## Problem statement
Scan the entries for lines with the word "agent", then copy those lines.

Exercise input START

Issue #1189, opened 2026-02-10
[Bug]: The SSH flag for running containers doesn't update when the variable changes.


vibbix:
### I have done the following

- [x] I have searched the existing issues
- [ ] If possible, I've reproduced the issue using the 'main' branch of this project

### Steps to reproduce

1. Use a setup that requires some kind of forwarding agent (like 1Password).
2. Have a SSH Config like this:
```
Host *
	IdentityAgent "~/Library/Group Containers/2BUA8C4S2C.com.1password/t/agent.sock"
```
3. In terminal:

Exercise input END

## Expected answer
1. Use a setup that requires some kind of forwarding agent (like 1Password).
	IdentityAgent "~/Library/Group Containers/2BUA8C4S2C.com.1password/t/agent.sock"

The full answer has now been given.